■ WHAT YOU HAVE TO DO:
The answer must consist only of the lines from the line with "Issue #6257, opened 2022-10-08" to the line with "PR #6259, opened 2022-10-08", both included, exactly as they stand below.

Data extracted from a collection
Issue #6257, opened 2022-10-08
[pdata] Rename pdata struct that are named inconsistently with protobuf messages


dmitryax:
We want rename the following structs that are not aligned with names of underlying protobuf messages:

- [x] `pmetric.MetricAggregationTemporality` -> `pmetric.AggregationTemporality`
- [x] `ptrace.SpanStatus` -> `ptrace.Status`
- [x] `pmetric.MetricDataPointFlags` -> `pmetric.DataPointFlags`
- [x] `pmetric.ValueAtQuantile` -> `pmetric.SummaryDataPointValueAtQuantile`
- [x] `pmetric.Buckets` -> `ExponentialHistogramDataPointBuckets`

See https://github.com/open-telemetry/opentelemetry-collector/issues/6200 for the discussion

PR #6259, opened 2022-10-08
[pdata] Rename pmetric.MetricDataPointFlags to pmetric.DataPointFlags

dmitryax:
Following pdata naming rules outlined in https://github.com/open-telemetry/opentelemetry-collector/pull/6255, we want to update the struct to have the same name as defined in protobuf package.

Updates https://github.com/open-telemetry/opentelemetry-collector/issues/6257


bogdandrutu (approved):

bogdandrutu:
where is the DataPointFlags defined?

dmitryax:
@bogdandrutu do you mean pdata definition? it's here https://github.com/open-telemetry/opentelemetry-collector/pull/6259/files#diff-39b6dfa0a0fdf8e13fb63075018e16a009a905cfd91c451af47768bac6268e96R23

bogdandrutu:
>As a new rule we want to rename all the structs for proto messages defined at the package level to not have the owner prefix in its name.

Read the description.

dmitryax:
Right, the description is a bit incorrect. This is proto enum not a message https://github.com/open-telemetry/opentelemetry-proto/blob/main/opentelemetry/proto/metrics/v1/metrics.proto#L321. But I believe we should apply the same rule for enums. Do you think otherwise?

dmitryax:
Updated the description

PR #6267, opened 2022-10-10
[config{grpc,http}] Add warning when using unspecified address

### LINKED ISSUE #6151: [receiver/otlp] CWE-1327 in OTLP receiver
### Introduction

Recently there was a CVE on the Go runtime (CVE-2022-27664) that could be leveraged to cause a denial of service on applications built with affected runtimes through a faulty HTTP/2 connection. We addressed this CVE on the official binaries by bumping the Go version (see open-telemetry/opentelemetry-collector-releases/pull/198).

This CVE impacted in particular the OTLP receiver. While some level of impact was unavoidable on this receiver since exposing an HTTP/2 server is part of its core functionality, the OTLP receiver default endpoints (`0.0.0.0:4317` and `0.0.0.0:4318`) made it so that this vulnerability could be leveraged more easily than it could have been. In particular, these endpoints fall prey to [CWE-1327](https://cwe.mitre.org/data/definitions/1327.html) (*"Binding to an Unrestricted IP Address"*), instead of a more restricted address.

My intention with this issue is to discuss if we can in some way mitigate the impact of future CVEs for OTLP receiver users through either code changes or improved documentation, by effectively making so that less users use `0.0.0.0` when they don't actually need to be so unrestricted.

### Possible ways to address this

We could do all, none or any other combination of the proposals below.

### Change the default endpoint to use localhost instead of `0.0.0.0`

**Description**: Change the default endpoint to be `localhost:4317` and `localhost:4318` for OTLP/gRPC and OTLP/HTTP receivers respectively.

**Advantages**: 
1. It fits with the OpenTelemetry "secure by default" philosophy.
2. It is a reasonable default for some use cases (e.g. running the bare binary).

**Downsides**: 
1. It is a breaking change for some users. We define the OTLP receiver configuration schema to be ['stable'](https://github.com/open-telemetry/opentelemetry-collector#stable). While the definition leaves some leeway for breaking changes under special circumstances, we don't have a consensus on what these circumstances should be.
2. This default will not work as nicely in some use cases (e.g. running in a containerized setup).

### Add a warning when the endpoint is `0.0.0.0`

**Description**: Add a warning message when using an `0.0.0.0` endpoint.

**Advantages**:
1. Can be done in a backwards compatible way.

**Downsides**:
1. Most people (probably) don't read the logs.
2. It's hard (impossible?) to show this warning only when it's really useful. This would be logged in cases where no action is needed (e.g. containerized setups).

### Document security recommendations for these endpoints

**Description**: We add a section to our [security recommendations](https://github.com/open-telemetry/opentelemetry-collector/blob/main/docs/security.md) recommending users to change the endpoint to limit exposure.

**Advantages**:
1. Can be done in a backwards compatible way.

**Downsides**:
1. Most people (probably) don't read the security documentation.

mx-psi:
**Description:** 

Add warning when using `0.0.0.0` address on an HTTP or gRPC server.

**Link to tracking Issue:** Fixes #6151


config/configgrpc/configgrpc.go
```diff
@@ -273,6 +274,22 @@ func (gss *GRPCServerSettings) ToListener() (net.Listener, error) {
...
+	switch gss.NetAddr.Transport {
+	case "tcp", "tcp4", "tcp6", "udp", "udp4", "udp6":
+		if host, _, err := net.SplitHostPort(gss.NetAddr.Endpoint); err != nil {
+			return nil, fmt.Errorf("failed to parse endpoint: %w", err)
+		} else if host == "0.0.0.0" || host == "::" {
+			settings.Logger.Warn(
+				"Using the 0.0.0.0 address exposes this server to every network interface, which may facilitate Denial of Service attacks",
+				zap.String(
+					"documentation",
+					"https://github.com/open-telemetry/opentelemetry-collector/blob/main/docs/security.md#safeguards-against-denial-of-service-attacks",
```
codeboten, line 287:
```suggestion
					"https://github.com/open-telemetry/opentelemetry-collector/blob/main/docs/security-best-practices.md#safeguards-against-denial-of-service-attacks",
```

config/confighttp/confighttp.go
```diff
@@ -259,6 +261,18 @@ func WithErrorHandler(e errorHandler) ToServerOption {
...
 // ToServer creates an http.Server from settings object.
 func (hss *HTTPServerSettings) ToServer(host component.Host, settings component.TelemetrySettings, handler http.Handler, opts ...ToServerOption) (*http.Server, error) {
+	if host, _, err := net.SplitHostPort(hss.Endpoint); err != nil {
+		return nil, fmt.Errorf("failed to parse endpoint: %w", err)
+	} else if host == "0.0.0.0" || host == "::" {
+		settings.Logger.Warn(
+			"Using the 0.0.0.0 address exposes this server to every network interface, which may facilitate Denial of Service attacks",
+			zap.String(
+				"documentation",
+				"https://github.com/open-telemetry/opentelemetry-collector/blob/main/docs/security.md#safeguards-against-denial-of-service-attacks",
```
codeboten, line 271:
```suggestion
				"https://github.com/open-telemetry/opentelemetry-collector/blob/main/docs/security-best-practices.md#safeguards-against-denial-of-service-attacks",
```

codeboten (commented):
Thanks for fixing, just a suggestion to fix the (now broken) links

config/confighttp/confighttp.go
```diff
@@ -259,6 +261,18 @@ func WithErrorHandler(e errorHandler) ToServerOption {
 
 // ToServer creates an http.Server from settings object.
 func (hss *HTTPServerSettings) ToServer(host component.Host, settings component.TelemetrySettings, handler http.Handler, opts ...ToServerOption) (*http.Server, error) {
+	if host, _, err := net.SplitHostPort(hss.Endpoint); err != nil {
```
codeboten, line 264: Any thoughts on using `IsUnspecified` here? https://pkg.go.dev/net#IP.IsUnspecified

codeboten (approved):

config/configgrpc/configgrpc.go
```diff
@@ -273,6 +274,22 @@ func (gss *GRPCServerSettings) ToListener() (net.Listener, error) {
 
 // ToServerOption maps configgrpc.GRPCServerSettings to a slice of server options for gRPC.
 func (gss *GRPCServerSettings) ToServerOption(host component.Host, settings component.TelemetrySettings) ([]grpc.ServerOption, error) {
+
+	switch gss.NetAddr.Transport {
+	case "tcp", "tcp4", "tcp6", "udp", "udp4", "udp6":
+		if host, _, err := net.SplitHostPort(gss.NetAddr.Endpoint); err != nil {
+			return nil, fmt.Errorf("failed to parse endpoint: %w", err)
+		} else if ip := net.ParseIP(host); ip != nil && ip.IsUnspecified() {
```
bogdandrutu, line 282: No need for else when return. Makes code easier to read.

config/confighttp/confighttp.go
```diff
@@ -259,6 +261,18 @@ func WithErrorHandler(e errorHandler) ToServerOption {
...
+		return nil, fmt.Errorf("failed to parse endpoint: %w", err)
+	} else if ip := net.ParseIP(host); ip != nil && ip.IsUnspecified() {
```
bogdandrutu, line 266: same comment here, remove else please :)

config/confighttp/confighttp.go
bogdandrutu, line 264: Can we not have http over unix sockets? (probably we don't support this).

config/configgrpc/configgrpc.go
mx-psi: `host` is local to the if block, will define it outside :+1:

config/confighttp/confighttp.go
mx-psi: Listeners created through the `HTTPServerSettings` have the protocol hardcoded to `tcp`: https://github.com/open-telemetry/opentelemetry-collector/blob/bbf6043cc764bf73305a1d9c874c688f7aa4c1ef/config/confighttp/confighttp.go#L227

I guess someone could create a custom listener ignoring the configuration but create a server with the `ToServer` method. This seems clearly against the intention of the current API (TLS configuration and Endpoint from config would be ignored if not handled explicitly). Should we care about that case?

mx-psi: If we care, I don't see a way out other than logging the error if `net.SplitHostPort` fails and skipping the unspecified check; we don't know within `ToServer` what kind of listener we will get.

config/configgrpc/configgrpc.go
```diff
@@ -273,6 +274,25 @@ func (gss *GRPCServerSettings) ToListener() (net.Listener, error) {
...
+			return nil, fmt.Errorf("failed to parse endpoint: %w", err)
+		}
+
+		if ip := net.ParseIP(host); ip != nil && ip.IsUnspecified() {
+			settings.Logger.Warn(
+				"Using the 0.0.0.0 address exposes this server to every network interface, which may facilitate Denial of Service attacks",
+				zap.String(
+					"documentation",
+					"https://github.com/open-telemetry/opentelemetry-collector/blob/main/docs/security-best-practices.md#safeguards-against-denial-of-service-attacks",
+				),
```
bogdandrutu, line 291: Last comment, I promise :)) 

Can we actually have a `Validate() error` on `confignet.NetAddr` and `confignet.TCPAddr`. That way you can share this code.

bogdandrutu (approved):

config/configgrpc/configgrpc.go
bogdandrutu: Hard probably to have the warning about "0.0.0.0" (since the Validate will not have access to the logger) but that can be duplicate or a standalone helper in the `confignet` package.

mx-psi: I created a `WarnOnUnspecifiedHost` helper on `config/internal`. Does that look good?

==

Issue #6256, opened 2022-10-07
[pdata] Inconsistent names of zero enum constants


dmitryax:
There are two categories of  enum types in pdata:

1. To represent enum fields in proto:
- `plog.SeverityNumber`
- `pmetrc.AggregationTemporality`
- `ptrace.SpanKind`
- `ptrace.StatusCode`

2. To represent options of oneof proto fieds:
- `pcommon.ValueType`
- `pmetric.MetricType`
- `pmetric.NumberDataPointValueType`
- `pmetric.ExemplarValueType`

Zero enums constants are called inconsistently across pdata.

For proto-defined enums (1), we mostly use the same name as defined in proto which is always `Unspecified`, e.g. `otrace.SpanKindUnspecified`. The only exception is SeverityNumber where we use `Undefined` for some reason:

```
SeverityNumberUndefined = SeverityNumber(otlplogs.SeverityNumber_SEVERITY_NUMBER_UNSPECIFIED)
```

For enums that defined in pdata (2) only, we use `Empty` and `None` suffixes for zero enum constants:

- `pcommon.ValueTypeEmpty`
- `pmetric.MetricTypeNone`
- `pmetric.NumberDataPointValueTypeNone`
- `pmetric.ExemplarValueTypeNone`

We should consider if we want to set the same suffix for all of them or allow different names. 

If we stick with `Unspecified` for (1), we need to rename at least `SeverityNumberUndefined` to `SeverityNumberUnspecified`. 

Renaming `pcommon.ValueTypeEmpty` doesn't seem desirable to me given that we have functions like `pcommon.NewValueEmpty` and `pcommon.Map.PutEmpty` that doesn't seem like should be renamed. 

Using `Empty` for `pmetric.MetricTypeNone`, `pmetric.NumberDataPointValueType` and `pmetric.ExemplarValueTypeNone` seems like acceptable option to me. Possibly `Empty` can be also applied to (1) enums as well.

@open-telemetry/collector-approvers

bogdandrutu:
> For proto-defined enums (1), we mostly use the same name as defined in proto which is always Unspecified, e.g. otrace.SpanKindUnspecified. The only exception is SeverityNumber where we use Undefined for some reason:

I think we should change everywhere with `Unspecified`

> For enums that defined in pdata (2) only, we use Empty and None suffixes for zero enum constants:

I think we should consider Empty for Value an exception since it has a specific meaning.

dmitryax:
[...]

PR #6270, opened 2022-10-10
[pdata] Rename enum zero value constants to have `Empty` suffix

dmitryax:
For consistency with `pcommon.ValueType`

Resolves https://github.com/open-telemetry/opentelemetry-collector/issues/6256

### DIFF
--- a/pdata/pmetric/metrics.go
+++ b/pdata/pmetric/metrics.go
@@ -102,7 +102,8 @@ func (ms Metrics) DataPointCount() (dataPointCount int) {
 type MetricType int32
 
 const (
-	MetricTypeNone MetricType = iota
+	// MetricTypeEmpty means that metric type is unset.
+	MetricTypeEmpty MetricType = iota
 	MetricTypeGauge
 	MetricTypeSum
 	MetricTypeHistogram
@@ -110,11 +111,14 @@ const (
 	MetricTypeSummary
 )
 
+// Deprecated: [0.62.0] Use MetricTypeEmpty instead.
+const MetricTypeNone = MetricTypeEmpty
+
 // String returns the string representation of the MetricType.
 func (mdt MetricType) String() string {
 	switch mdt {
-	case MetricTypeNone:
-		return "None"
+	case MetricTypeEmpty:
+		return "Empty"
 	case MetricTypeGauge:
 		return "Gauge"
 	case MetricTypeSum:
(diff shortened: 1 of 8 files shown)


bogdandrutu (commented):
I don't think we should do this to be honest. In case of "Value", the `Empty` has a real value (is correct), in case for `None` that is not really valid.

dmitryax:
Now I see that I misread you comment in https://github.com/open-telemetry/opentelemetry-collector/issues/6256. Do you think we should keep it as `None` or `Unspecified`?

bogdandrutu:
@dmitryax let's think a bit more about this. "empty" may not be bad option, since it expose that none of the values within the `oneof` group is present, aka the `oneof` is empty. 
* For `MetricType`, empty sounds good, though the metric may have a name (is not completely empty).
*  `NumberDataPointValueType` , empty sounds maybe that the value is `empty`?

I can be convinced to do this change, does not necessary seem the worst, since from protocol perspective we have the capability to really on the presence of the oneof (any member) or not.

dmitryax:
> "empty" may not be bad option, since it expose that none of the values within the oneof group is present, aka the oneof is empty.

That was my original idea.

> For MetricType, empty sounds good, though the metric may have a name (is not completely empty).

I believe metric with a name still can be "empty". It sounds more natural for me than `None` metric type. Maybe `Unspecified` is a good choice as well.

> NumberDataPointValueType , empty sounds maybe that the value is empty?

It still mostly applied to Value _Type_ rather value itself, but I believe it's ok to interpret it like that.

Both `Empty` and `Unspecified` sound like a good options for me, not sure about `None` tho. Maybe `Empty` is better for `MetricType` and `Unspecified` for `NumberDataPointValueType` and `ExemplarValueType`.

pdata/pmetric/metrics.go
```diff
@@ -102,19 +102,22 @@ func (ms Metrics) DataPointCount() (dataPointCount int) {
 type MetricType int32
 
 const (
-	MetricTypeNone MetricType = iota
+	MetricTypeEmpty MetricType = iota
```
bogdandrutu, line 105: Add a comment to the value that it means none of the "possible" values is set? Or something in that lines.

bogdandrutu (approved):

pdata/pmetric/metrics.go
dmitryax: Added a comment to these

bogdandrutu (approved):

* * *

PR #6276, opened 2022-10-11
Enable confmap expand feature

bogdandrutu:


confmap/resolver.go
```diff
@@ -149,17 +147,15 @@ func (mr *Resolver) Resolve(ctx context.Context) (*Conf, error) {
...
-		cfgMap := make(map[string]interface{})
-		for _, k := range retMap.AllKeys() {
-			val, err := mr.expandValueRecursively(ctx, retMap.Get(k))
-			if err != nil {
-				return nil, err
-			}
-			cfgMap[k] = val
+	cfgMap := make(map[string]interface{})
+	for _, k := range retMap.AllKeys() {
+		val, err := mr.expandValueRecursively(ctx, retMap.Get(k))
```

■ ANSWER BELOW:
Issue #6257, opened 2022-10-08
[pdata] Rename pdata struct that are named inconsistently with protobuf messages


dmitryax:
We want rename the following structs that are not aligned with names of underlying protobuf messages:

- [x] `pmetric.MetricAggregationTemporality` -> `pmetric.AggregationTemporality`
- [x] `ptrace.SpanStatus` -> `ptrace.Status`
- [x] `pmetric.MetricDataPointFlags` -> `pmetric.DataPointFlags`
- [x] `pmetric.ValueAtQuantile` -> `pmetric.SummaryDataPointValueAtQuantile`
- [x] `pmetric.Buckets` -> `ExponentialHistogramDataPointBuckets`

See https://github.com/open-telemetry/opentelemetry-collector/issues/6200 for the discussion

PR #6259, opened 2022-10-08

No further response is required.